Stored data
PR #7549, opened 2025-08-16
feat: New `session.cookieDomain` option

lukasbestle:
## Description

Implements <https://feedback.getkirby.com/628>.

### 🎉 Features

- New `session.cookieDomain` option that allows to share the session cookie across subdomains with a shared `sessions` folder <https://feedback.getkirby.com/628>

## Docs

For <https://getkirby.com/docs/reference/system/options/session>:

```md
return [
    'session' => [
        'durationNormal' => 7200,            // default: 2 hours
        'durationLong'   => 1209600,         // default: 2 weeks
        'timeout'        => 1800,            // default: half an hour
        'cookieDomain'   => 'getkirby.com',  // default: automatic browser behavior
        'cookieName'     => 'kirby_session',
        'gcInterval'     => 100              // default: cleanup every ~100 requests
    ]
];

...

<since v="5.1.0">
## `cookieDomain`

The topmost-level domain on which the session cookie should be sent.

<info>
You can read more about the behavior of the `domain` attribute for cookies in the [MDN docs](https://developer.mozilla.org/en-US/docs/Web/HTTP/Guides/Cookies#define_where_cookies_are_sent).

Note that setting the `cookieDomain` option disables Kirby setting the `path` attribute to the cookie (relevant in subfolder setups).
</info>
</since>
```

### For review team

### DIFF
--- a/src/Session/Session.php
+++ b/src/Session/Session.php
@@ -465,9 +465,12 @@ class Session
 
 		// (re)transmit session token
 		if ($this->mode === 'cookie') {
+			$cookieDomain = $this->sessions->cookieDomain();
+
 			Cookie::set($this->sessions->cookieName(), $this->token(), [
 				'lifetime' => $this->tokenExpiry,
-				'path'     => Url::index(['host' => null, 'trailingSlash' => true]),
+				'path'     => $cookieDomain ? '/' : Url::index(['host' => null, 'trailingSlash' => true]),
+				'domain'   => $cookieDomain,
 				'secure'   => Url::scheme() === 'https',
 				'httpOnly' => true,
 				'sameSite' => 'Lax'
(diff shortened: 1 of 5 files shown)


distantnative (approved):

src/Session/Session.php
```diff
@@ -465,9 +465,12 @@ public function regenerateToken(): void
 
 		// (re)transmit session token
 		if ($this->mode === 'cookie') {
+			$cookieDomain = $this->sessions->cookieDomain();
+
 			Cookie::set($this->sessions->cookieName(), $this->token(), [
 				'lifetime' => $this->tokenExpiry,
-				'path'     => Url::index(['host' => null, 'trailingSlash' => true]),
+				'path'     => $cookieDomain ? '/' : Url::index(['host' => null, 'trailingSlash' => true]),
+				'domain'   => $cookieDomain,
```
afbora, line 473: I just wonder that `setcookie()` method accepts only string for `domain` argument, but we pass `string|null`. There seems to be an inconsistency.

lukasbestle: `Cookie::set()` already defaults to `null` if the domain option is not passed. I think PHP silently treats that the same as an empty string. On that higher level, I think `null` makes more sense and is cleaner as it means "omit the attribute" in contrast to "set it to an empty string".

afbora: OK. I just wanted to make sure it wasn't overlooked 👍

afbora (approved):

PR #7716, opened 2025-11-28
refact!: New UrlField class

bastianallgeier:
### ♻️ Refactored

- New `Kirby\Form\Field\UrlField` class

### For review team

### DIFF
--- a/tests/Form/Field/ObjectFieldTest.php
+++ b/tests/Form/Field/ObjectFieldTest.php
@@ -102,7 +102,7 @@ class ObjectFieldTest extends TestCase
 
 		$expected = [
 			'object' =>
-				'There’s an error in the "url" field:' . "\n" .
+				'There’s an error in the "Url" field:' . "\n" .
 				'Please enter a longer value. (min. 20 characters)' . "\n" .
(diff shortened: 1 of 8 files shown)


tests/Form/Field/ObjectFieldTest.php
```diff
@@ -102,7 +102,7 @@ public function testErrors(): void
 
 		$expected = [
 			'object' =>
-				'There’s an error in the "url" field:' . "\n" .
+				'There’s an error in the "Url" field:' . "\n" .
```
distantnative, line 105: `Comment:` This looks like a side-effect we might not want? Wouldn't it be better to have the actual name in the error message how it is written in blueprints etc., instead of the human-readable label version?

I know this isn't directly caused by this PR, but something to consider in general.

bastianallgeier: We have a couple of those places and they are all pretty inconsistent. This is a user-facing error though and the name of the field might not actually be the same as the label. The user would only know the label though.

distantnative (approved):

PR #7717, opened 2025-11-28
bugfix: use same method signature as I18n::translate

nerdcel:
### Description
This pull request makes a small update to the t helper function in kirby/config/helpers.php, adjusting its parameter types and default values for improved flexibility and type safety.

### Summary of changes
The $key and $fallback parameters of the t function now accept both array and string types, and default to null if not provided.…back

### Reasoning
Since I18n::translate supports arrays in the $fallback variable, the helper should also support arrays. Otherwise the application throws an error.


distantnative (approved):

distantnative:
Thank you!

PR #7723, opened 2025-11-28
feat: Async models field previews

distantnative:
### ✨ Enhancements

- New `items/files`, `items/pages` and `item/users` Panel requests endpoints to turn IDs into item data. This is supported by the new `Kirby\Panel\Controller\Request\FileItemsRequestController`, `Kirby\Panel\Controller\Request\PageItemsRequestController` and `Kirby\Panel\Controller\Request\UserItemsRequestController` classes

### ♻️ Refactored

- Files, pages and users field previews now support IDs alongside item objects as value and will fetch the item data for these IDs automatically.

### For review team

### DIFF
--- a/config/areas/site/requests.php
+++ b/config/areas/site/requests.php
@@ -1,9 +1,19 @@
 <?php
 
+use Kirby\Panel\Controller\Request\FileItemsRequestController;
+use Kirby\Panel\Controller\Request\PageItemsRequestController;
 use Kirby\Panel\Controller\Request\PageTreeParentsRequestController;
 use Kirby\Panel\Controller\Request\PageTreeRequestController;
 
 return [
+	'items.files' => [
+		'pattern' => 'items/files',
+		'action'  => FileItemsRequestController::class
+	],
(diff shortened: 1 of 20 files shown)


config/areas/site/requests.php
```diff
@@ -1,9 +1,19 @@
...
 
 return [
+	'items.files' => [
+		'pattern' => 'items/files',
+		'action'  => FileItemsRequestController::class
+	],
+	'items.pages' => [
+		'pattern' => 'items/pages',
+		'action'  => PageItemsRequestController::class
+	],
```
distantnative, line 16: `Discussion:` Not sure if these are the best names for those request endpoints. Happy for other suggestions.

bastianallgeier: I thought about it and I can't think of a much better name to be honest. "Preview" would be too close to our page previews. Item is nice and close to what we do in the front and backend. I'm fine with it.

bastianallgeier (approved):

What is being asked
Each line above that carries the string "think" has to be returned.

Completed task
lukasbestle: `Cookie::set()` already defaults to `null` if the domain option is not passed. I think PHP silently treats that the same as an empty string. On that higher level, I think `null` makes more sense and is cleaner as it means "omit the attribute" in contrast to "set it to an empty string".
bastianallgeier: I thought about it and I can't think of a much better name to be honest. "Preview" would be too close to our page previews. Item is nice and close to what we do in the front and backend. I'm fine with it.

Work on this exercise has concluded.